■ **What the exercise asks**:
Look through the entries for the string "tuple" and copy every line where it shows up.

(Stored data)
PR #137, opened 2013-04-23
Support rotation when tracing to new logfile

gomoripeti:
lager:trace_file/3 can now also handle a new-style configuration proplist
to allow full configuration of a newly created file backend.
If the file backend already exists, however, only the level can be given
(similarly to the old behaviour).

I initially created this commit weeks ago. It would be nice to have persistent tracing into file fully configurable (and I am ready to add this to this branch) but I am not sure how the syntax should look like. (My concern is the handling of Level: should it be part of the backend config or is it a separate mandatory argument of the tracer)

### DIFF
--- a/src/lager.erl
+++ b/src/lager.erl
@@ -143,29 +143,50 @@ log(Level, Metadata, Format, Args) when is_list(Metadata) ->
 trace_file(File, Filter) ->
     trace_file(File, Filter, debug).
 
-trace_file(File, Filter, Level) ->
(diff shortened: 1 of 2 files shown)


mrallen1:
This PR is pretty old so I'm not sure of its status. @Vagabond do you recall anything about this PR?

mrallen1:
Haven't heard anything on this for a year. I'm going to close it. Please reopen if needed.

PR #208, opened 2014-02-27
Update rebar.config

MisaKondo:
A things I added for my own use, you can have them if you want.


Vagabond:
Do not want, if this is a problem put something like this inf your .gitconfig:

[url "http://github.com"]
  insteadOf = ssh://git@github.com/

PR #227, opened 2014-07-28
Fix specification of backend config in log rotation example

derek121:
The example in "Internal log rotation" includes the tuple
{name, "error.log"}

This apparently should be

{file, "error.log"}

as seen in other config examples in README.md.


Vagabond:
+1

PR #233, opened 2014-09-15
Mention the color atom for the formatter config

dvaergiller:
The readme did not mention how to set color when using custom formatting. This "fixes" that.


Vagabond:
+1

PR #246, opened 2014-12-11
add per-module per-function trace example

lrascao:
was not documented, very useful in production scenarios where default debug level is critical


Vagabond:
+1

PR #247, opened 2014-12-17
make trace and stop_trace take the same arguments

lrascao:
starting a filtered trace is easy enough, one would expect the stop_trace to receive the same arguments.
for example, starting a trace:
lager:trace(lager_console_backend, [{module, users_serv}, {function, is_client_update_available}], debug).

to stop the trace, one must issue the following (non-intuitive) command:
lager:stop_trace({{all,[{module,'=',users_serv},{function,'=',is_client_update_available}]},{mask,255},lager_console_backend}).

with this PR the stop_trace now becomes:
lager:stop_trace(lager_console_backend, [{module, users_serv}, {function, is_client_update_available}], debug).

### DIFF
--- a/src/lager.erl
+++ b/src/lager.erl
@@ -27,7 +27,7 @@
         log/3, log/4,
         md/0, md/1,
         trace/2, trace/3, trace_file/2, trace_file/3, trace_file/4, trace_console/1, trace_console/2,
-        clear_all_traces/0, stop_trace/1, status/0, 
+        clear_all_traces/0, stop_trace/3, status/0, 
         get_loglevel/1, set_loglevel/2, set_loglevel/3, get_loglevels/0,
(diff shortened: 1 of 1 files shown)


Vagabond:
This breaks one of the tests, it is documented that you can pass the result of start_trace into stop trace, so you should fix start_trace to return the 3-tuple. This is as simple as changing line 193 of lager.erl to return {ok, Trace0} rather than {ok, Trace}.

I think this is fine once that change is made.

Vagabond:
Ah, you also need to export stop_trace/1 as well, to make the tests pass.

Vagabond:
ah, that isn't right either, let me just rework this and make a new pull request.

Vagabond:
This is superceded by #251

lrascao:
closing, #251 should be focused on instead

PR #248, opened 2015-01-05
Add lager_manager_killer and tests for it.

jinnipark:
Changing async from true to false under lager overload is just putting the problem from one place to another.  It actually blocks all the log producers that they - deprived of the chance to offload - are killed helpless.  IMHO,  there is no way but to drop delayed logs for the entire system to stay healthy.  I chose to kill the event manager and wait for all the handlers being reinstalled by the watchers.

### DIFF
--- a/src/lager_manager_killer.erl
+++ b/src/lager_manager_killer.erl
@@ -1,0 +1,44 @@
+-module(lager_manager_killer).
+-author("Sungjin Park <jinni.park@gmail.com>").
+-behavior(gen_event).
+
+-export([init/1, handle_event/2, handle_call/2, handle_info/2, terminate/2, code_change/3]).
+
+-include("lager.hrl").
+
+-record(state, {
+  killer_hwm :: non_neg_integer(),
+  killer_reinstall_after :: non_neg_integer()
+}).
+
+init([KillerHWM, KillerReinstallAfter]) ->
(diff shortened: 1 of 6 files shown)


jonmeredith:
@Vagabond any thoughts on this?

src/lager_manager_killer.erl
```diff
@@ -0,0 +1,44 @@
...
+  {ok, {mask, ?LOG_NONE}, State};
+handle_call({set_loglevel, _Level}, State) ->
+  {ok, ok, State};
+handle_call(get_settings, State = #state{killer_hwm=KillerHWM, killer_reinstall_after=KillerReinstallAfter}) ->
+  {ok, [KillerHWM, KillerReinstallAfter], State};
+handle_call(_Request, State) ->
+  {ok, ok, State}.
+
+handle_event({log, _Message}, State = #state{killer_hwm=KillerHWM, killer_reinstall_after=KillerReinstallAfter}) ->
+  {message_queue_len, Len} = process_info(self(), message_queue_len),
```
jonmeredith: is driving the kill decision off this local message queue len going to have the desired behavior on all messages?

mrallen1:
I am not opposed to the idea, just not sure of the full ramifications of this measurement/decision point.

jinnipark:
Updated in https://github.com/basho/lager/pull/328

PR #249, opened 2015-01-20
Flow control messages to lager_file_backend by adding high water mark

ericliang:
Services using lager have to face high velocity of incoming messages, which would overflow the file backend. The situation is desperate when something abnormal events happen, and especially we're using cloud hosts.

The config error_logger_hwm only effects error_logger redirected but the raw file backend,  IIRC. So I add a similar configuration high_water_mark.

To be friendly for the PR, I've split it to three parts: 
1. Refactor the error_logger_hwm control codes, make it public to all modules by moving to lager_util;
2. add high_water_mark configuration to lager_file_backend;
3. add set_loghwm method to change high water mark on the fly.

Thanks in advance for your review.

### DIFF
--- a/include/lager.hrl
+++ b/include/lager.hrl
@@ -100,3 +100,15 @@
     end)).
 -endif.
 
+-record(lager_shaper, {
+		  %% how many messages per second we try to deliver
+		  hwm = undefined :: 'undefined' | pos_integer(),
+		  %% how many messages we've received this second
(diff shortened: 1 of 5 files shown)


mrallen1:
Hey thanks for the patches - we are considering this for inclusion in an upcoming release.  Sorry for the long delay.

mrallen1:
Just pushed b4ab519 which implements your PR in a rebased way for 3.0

--

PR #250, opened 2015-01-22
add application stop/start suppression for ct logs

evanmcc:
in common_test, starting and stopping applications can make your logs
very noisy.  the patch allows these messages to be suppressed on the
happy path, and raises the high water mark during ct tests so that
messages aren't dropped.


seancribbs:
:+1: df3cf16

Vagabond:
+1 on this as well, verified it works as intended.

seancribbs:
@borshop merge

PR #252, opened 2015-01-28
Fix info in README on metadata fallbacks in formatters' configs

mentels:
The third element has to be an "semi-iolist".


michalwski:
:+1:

■ **Written response**:
The example in "Internal log rotation" includes the tuple
This breaks one of the tests, it is documented that you can pass the result of start_trace into stop trace, so you should fix start_trace to return the 3-tuple. This is as simple as changing line 193 of lager.erl to return {ok, Trace0} rather than {ok, Trace}.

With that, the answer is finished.